Neesken de Greef woonde bij haar overlijden in 1582 in de Ooijevaar, tegenover de Predikheerenpoort. Zij was lidmaat van de geheime gemeente van Christus in 's-Hertogenbosch sedert 1564. Zij was één van de weinigen die na de woelige godsdiensttwisten, in de stad gebleven was. In 1582, zij was toen ruim 80-jaar oud, werd zij ernstig ziek. Toen de verschijnselen verergerden, werd dit opgemerkt door haar buren. Zij brachten direct de plebaan van Sint-Jan, Gijsbertus Masius (de latere bisschop) hiervan op de hoogte. Toen deze dit vernomen had spoedde hij zich direct naar de zieke vrouw en nam een hostie mee. Aangekomen bij haar ziekbed zei hij tot haar:
"Gij moet zeker geloven dat deze hostie uwe Heere God en God is, met vleesch en bloed, zooals Hij aan het kruishout heeft gehangen". De zieke antwoordde daarop: "Ga weg van mij, ik heb een levende God in den Hemel die mij zal zalig maken".

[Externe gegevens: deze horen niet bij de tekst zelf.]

PR #5077, opened 2023-05-04
fix(CL/osmoutils): update fee accumulator in fungify; fix deletion

p0mvn:
Closes: #XXX

This PR fixes the bug around fee rewards not being moved to the new position when fungifying positions.

It uses similar logic to incentives. As a result, a new function `moveRewardsToNewPositionAndDeleteOld` is introduced that is shared between incentives and fees.

Additionally, a new method was added to the `osmoutils/accum` called `DeletePosition` that does incentive claiming and global accumulator share decrement. The problem with the current approach of `RemoveFromPosition` + `ClaimRewards` is that both of these perform claiming. As a result, we end up claiming rewards twice. If we only call `ClaimRewards`, then the old position accumulator is persisted.

Therefore, the new method is required that does all of - claim rewards, delete a position from state and decrement global accumulator share value and rewrite it to state

## Brief Changelog

- Add `DeletePosition` helper in `osmoutils` and tests
- Add  `moveRewardsToNewPositionAndDeleteOld`` helper and tests
- Use it for both uptime rewards and fees in the fungify logic
- Update tests, add fee claiming tests for fungify

## Testing and Verifying

This is covered by old and added new tests


mattverse (commented):
Most changes looks good to me, leaving some questions and comments

osmoutils/accum/accum_test.go
```diff
@@ -1711,3 +1711,83 @@ func (suite *AccumTestSuite) TestAddToUnclaimedRewards() {
...
+			// Update global accumulator.
+			accObject.AddToAccumulator(tc.globalGrowth)
+
+			// System under test.
+			unclaimedRewards, err := accObject.DeletePosition(tc.positionName)
+
+			// Assertions.
+			if tc.expectedError != nil {
+				suite.Require().Error(err)
+				suite.Require().ErrorIs(err, tc.expectedError)
```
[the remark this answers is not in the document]
p0mvn: I don't think this is guaranteed because if an error happens in `GetTotalShares`, the deletion might already happen

x/concentrated-liquidity/position_test.go
```diff
@@ -718,7 +719,7 @@ func (s *KeeperTestSuite) TestValidateAndFungifyChargedPositions() {
 				totalLiquidity = totalLiquidity.Add(liquidityCreated)
 			}
 
-			// Increase block time by the fully charged duration
+			// Increase block time by the fully charged duration to make sure previously added positions are charged.
 			s.Ctx = s.Ctx.WithBlockTime(s.Ctx.BlockTime().Add(testFullChargeDuration))
```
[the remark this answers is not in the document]
p0mvn: The charge is determined by join time. So if I create a position at time t, and then execute operation X at time t + testFullChargeDuration, I am guaranteed to have full charge in operation X

x/concentrated-liquidity/position.go
```diff
@@ -463,49 +469,41 @@ func (k Keeper) fungifyChargedPosition(ctx sdk.Context, owner sdk.AccAddress, po
...
-				if err != nil {
+				if err := moveRewardsToNewPositionAndDeleteOld(ctx, uptimeAccum, oldPositionName, newPositionUptimeAccName, uptimeGrowthOutside[uptimeIndex]); err != nil {
 					return 0, err
 				}
 			}
 		}
+
+		// Move fees into the new fee accumulator.
+		oldPositionFeeName := types.KeyFeePositionAccumulator(oldPositionId)
+		if err := moveRewardsToNewPositionAndDeleteOld(ctx, feeAccumulator, oldPositionFeeName, newPositionFeeAccName, feeGrowthOutside); err != nil {
```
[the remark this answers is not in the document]
p0mvn: I don't understand the question.

For every pool, there is a global fee accumulator, and for every pool and uptime there are global incentive uptime accumulators

By global, I mean per-pool.

Each position in the pool has an accumulator tracker for every global accumulator.

What's being done here is for every old positon's uptime tracker, we move its rewards into the new position's uptime tracker. The same goes for the fee tracker of the old positions.

Let me know if anything doesn't make sense

x/concentrated-liquidity/position.go
```diff
@@ -463,49 +469,41 @@ func (k Keeper) fungifyChargedPosition(ctx sdk.Context, owner sdk.AccAddress, po
...
+			return 0, err
```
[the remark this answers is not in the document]
p0mvn: Hmm I don't think there is a need for testing internal methods at higher levels of abstraction. The unit test for `moveRewardsToNewPositionAndDeleteOld` already does this.

In addition, the desired behavior around this is checked and guaranteed by:
https://github.com/osmosis-labs/osmosis/blob/4c0b2a90d7c6ea24f3c6230c01235348e57750f6/x/concentrated-liquidity/position_test.go#L1126-L1131

The reason we cannot claim is because there are no accumulators

x/concentrated-liquidity/incentives.go
```diff
@@ -709,6 +709,34 @@ func prepareAccumAndClaimRewards(accum accum.AccumulatorObject, positionKey stri
...
+// The positions must be associated with the given accumulator.
+// The given growth outside the positions range is used for claim rewards accounting.
+// The rewards are moved as "unclaimed rewards" to the new position.
+// Returns nil on success. Error otherwise.
+func moveRewardsToNewPositionAndDeleteOld(ctx sdk.Context, accum accum.AccumulatorObject, oldPositionName, newPositionName string, growthOutside sdk.DecCoins) error {
+	if oldPositionName == newPositionName {
+		return types.ModifySamePositionAccumulatorError{PositionAccName: oldPositionName}
+	}
+
+	if err := preparePositionAccumulator(accum, oldPositionName, growthOutside); err != nil {
```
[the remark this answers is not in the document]
p0mvn: No, this seems correct because we want to prepare and claim from the old position accumulator.

Once claimed, the rewards are moved into the "unclaimed rewards field" of the new accumulator.

Thanks for checking this though

osmoutils/accum/accum_test.go
```diff
@@ -1711,3 +1711,83 @@ func (suite *AccumTestSuite) TestAddToUnclaimedRewards() {
...
+
+	for name, tc := range tests {
+		tc := tc
+		suite.Run(name, func() {
+			suite.SetupTest()
+
+			// Setup.
+			accObject := accumPackage.MakeTestAccumulator(suite.store, testNameOne, initialCoinsDenomOne, emptyDec)
+
+			// Setup
```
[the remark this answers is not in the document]
p0mvn: changed locally

osmoutils/accum/accum.go
```diff
@@ -312,6 +312,30 @@ func (accum *AccumulatorObject) SetPositionCustomAcc(name string, customAccumula
 	return nil
 }
 
+// DeletePosition claims rewards and deletes the position from the accumulator state.
```
czarcas7ic, line 315: Please add what the return value is in the godoc here

osmoutils/accum/accum_test.go
```diff
@@ -1711,3 +1711,82 @@ func (suite *AccumTestSuite) TestAddToUnclaimedRewards() {
 		})
 	}
 }
+
+func (suite *AccumTestSuite) TestDeletePosition() {
+	// We setup store and accum
+	// once at beginning.
+	suite.SetupTest()
```
czarcas7ic, line 1718: You should either run setup here or below in the for loop but not both

x/concentrated-liquidity/incentives_test.go
```diff
@@ -4222,3 +4222,105 @@ func (s *KeeperTestSuite) TestGetLargestAuthorizedUptime() {
...
+			numShares:                1,
+			expectedUnclaimedRewards: defaultGlobalGrowth,
+		},
+		"default global growth equals growth outside": {
+			oldPositionName:          oldName,
+			newPositionName:          newName,
+			growthOutside:            defaultGlobalGrowth,
+			numShares:                1,
+			expectedUnclaimedRewards: emptyCoins,
+		},
```
czarcas7ic, line 4259: Do we have any checks that ensure the growthOutside cant be greater than the global growth? It probably doesn't need to be tested here, just came to my mind as I was reviewing this.

x/concentrated-liquidity/incentives_test.go
```diff
@@ -4222,3 +4222,105 @@ func (s *KeeperTestSuite) TestGetLargestAuthorizedUptime() {
...
+			// It is created this way for setup convenience.
+			pool := s.PrepareConcentratedPool()
+			testAccumulator, err := k.GetFeeAccumulator(s.Ctx, pool.GetId())
+			s.Require().NoError(err)
+
+			err = testAccumulator.NewPosition(tc.oldPositionName, sdk.NewDec(tc.numShares), nil)
+			s.Require().NoError(err)
+
+			err = testAccumulator.NewPosition(tc.newPositionName, sdk.OneDec(), nil)
+			s.Require().NoError(err)
```
czarcas7ic, line 4297: wdyt about setting this two 2 instead of 1 shares? Just was thinking some bugs were not discovered previously due to expecting 1 share always.

x/concentrated-liquidity/position.go
```diff
@@ -463,49 +469,41 @@ func (k Keeper) fungifyChargedPosition(ctx sdk.Context, owner sdk.AccAddress, po
...
-				// Add the unclaimed rewards to the new position.
-				err = uptimeAccum.AddToUnclaimedRewards(newPositionName, unclaimedRewardsForPosition)
-				if err != nil {
+				if err := moveRewardsToNewPositionAndDeleteOldAcc(ctx, uptimeAccum, oldPositionName, newPositionUptimeAccName, uptimeGrowthOutside[uptimeIndex]); err != nil {
 					return 0, err
 				}
 			}
 		}
+
+		// Move fees into the new fee accumulator.
```
czarcas7ic, line 499:
```suggestion
		// Move fees into the new fee accumulator and delete the old accumulator.
```

x/concentrated-liquidity/position_test.go
```diff
@@ -1041,6 +1048,89 @@ func (s *KeeperTestSuite) TestHasAnyPosition() {
...
+	s.Ctx = s.Ctx.WithBlockTime(defaultBlockTime)
+	totalPositionsToCreate := sdk.NewInt(int64(numPositions))
+	requiredBalances := sdk.NewCoins(sdk.NewCoin(ETH, DefaultAmt0.Mul(totalPositionsToCreate)), sdk.NewCoin(USDC, DefaultAmt1.Mul(totalPositionsToCreate)))
+
+	// Set test authorized uptime params.
+	params := s.App.ConcentratedLiquidityKeeper.GetParams(s.Ctx)
+	params.AuthorizedUptimes = []time.Duration{time.Nanosecond, testFullChargeDuration}
+	s.App.ConcentratedLiquidityKeeper.SetParams(s.Ctx, params)
+
+	// Fund accounts
```
czarcas7ic, line 1084:
```suggestion
	// Fund account
```

x/concentrated-liquidity/position_test.go
```diff
@@ -1041,6 +1048,89 @@ func (s *KeeperTestSuite) TestHasAnyPosition() {
...
+	collected, err = s.App.ConcentratedLiquidityKeeper.CollectFees(s.Ctx, defaultAddress, newPositionId)
+	s.Require().NoError(err)
+	s.Require().Equal(sdk.Coins(nil), collected)
+
+	// Check that cannot claim old positions
+	for _, oldPositionId := range expectedPositionIds {
+		collected, err = s.App.ConcentratedLiquidityKeeper.CollectFees(s.Ctx, defaultAddress, oldPositionId)
+		s.Require().Error(err)
+		s.Require().Equal(sdk.Coins{}, collected)
+	}
```
czarcas7ic, line 1131: Can we also check that the position can't even be fetched since it should now be non-existent?

czarcas7ic (approved):
Nice work!

osmoutils/accum/accum_test.go
p0mvn: Copied over and didn't notice, removed now

x/concentrated-liquidity/incentives_test.go
p0mvn: If that happens, it would panic with a negative coin amount error during subtraction when claiming

x/concentrated-liquidity/incentives_test.go
p0mvn: I will set it but I don't think it matters for the new position.

I set the number of shares to a configurable value for the old position.

The reason why it does not matter for the new position is because the only mutation we expect is the move to the "unclaimed rewards" field which is independent from the number of shares.

For the old position, it does matter because the value we claim depends on the number of shares.

x/concentrated-liquidity/position_test.go
p0mvn: Done: https://github.com/osmosis-labs/osmosis/pull/5077/commits/cdd8ed9ed6798956965c5860b0126346ae473a05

Zij wilde niet meer naar de geestelijke luisteren en is overleden zonder het laatste sacrament der katholieken te willen ontvangen.De plebaan was hierover uiterst ontstemd en heeft zich hierover beklaagd bij de stedelijke autoriteiten. Verder wist hij dit gebeuren zo op te kloppen dat de opperschout zich spoorslags met zijn dienaren naar de woning van Neesken begaf. Volgens de overleveringen hebben zij een opening onder de dorpel van het huis gegraven, het lichaam van het bed gesleept en dit onder de dorpel door naar buiten gesleurd. Waarschijnlijk is dit zo gebeurd om het privilege dat men de woning van een ander niet mag betreden zonder toestemming, niet te schenden. Buiten is het lichaam op een kar naar de Markt gesleept waar:
"... zij een kuil groeven en daarin op zeer schandelijk en verachtelijke wijze het bewuste lijk wierpen ... in weerwil van deze wrede en goddeloze daad werd de geestelijke Masius, omdat hij het Rooms Katholicisme zoo handhaafde en voorstond, door de geestelijkheid van Den Bosch tot bisschop verheven".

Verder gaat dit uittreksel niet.